Healthcare Analytics, Population Health Management, Healthcare Big Data

Precision Medicine News

ONC, NIH Launch S4S Program for Precision Medicine Research

The Sync for Science program will begin the process for developing a cohort program for the Precision Medicine Initiative and creating a standardized workflow for sharing EHR data.

By Jacqueline LaPointe

- The National Institutes of Health (NIH), in collaboration with the ONC, announced the launch of the new Sync for Science (S4S) program, a pilot initiative that permits individuals to access to their EHR data and send it to researchers, according to a recent blog post.

S4S program for precision medicine research

S4S will help NIH to develop the Precision Medicine Initiative (PMI) Cohort, which intends to enlist over one million Americans to volunteer their health information for precision medicine research.

“Once developed and implemented, this functionality will allow individuals to connect a research app to their electronic health data, facilitating individual data donation for research and leveraging patients’ access rights under the Health Insurance Portability and Accountability Act (HIPAA),” wrote Deputy National Coordinator Jon White, MD, Josephine Briggs, MD, Interim Director of the Precision Medicine Initiative Cohort Program , and Josh Mandel, MD, a Research Scientist at the Harvard Medical School Department of Biomedical Informatics.

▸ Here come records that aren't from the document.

Issue #6234, opened 2017-02-13
Function eval()s inconsistently enforce strict mode


nolanlawson:
Currently we have [three][1] [places][2] [where][3] we eval code, and in 1 of them (mapreduce) we don't enforce strict mode whereas in the other 2 we do.

We should be consistently enforcing strict mode everywhere that we eval code.

[1]: https://github.com/pouchdb/pouchdb/blob/c93fe274492fb660ea5228d68577cc9e77fe4337/packages/node_modules/pouchdb-mapreduce/src/evalFunctionWithEval.js
[2]: https://github.com/pouchdb/pouchdb/blob/c93fe274492fb660ea5228d68577cc9e77fe4337/packages/node_modules/pouchdb-core/src/evalView-browser.js
[3]: https://github.com/pouchdb/pouchdb/blob/c93fe274492fb660ea5228d68577cc9e77fe4337/packages/node_modules/pouchdb-core/src/evalFilter-browser.js

nolanlawson:
The patch here would be to 1) write a new mapreduce test in tests/mapreduce that tests what happens if the user supplies a map function that should throw in strict mode. The test should fail if the code is evaluated successfuly. Then 2) fix the eval wrapper to enforce strict mode, then 3) ensure that the test now passes. This may need to be modified in both the Node.js version and the browser version since there are two for that particular codepath (see the file tree).

nolanlawson:
Note this would technically be a breaking change, so we would need to release PouchDB 7.0.0.

PR #6247, opened 2017-02-18
(#6234) throw when map function violates strict mode

jk47:
I am not sure my test case is testing what it should be. Some guidance on how to catch the error thrown by map would be appreciated. 

Addresses #6234


tests/mapreduce/test.mapreduce.js
```diff
@@ -3697,5 +3697,15 @@ function tests(suiteName, dbName, dbType, viewType) {
...
     });
+
+    it('should throw when user supplies map func unallowed by strict mode (#6234)', function () {
+      var db = new PouchDB(dbName);
+      return db.query("(function () { globalVar = 'hello'; })()")
+      .then(function (res) {
+        should.not.exist(res);
+      }).catch(function (err) {
+        err.message.should.be.a('string');
+      });
```
nolanlawson: Technically this would need to be a second-arg error handler (i.e. `then(success, failure)`) rather than a `.catch()`, because if `should.not.exist()` throws then you end up in the `.catch()` function, which is not what we want. There are some details in [this blog post](https://pouchdb.com/2015/05/18/we-have-a-problem-with-promises.html); it's subtle.

tests/mapreduce/test.mapreduce.js
```diff
@@ -3697,5 +3697,15 @@ function tests(suiteName, dbName, dbType, viewType) {
         });
       });
     });
+
+    it('should throw when user supplies map func unallowed by strict mode (#6234)', function () {
+      var db = new PouchDB(dbName);
+      return db.query("(function () { globalVar = 'hello'; })()")
```
nolanlawson: I believe this should be a persisted query rather than a temp view (because that's the code path that actually does an `eval()`), also passing in a string here doesn't work IIRC. You may need to add it to `test.persisted.js` instead, since that's where we keep the persisted tests.

nolanlawson:
@daleharvey since this is a breaking change, once it's ready let's merge it to a branch called `BREAKING` or something, and then when we're ready to release 7.0.0 we can merge it back in. I have more breaking changes I'd like to fit in as well, and there will be less pressure if it's on a separate branch.

jk47:
I took out the 'use strict' and changed up my test case. Is this what you meant by a persisted query?

tests/mapreduce/test.persisted.js
```diff
@@ -670,6 +670,23 @@ function tests(suiteName, dbName, dbType) {
       });
     });
 
+    it('should throw when user supplies map func unallowed by strict mode (#6234)', function () {
+      var db = new PouchDB(dbName);
+      var doc = {
+        _id: '_design/barbar',
+        views: {
+          scores: {
+            map: "function() { globalVar = 'hello'; })()"
```
nolanlawson: the extra `}()` is not necessary here; you just define a function string

tests/mapreduce/test.persisted.js
```diff
@@ -670,6 +670,23 @@ function tests(suiteName, dbName, dbType) {
...
+          }
+        }
+      };
+      return db.post(doc).then(function (success, failure) {
+        should.not.exist(success);
+        should.exist(failure);
+      });
```
nolanlawson: I should have been clearer, sorry about that! What I meant is:

```js
db.query('barbar/scores').then(function () {
  throw new Error('expected an error');
}, function (err) {
  should.exist(err);
});
```

This ensures that if the promise _succeeds_, the test will fail. But if the promise _fails_, the test will succeed.

Also I believe you will have to add a non-design doc as well, because otherwise the view just won't run because there are no non-design documents.

nolanlawson:
Yup that is exactly what I meant by "persisted query" (i.e. a query defined in a design doc), but there are a few more things to make the test work correctly. :)

jk47:
Thanks for all the feedback and guidance on this! Thought I understood promises but this has been eye opening.

nolanlawson:
Great, looks like you've added a new test but the code is unchanged. :) Also I'm not sure how this test will run on CouchDB; Couch may allow strict mode, so you might have to wrap the test in an `if` to ensure it only runs against local DBs.

jk47:
I've included the code change now and moved the test to run against localdb only. I still see the test fail however when I run locally.v

jk47:
Code change added and test moved to execute only against local DB.

nolanlawson:
I'm not sure why this got closed, but we'd be happy to mark it as "work in progress" and help update it to pass the tests. :)

daleharvey:
Assuming jk47 didnt want to work on it any longer, closing due to inactivity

The program will initially focus on a core data set that includes medications, health problems, and demographics, which is already included  in the ONC’s Common Clinical Data set, and will rely on developing data standards to format and exchange information.

“S4S will build on existing community standards and specification efforts (e.g., FHIR, SMART Health IT, Argonaut, CMS EHR Incentive Program) to support a key use case: giving patients an easy way to share their health data with researchers,” the authors said.

“This requires standards and specifications to support this use case, but the pilots aim not to define new standards and specifications. For this reason, the pilots will build on existing open community efforts.”

With these efforts, the ONC and NIH will to guide the market for patient-mediated data access through application programming interfaces (APIs). Healthcare providers are required to offer APIs to patients under Stage 3 of the Medicare and Medicaid HER Incentive Programs.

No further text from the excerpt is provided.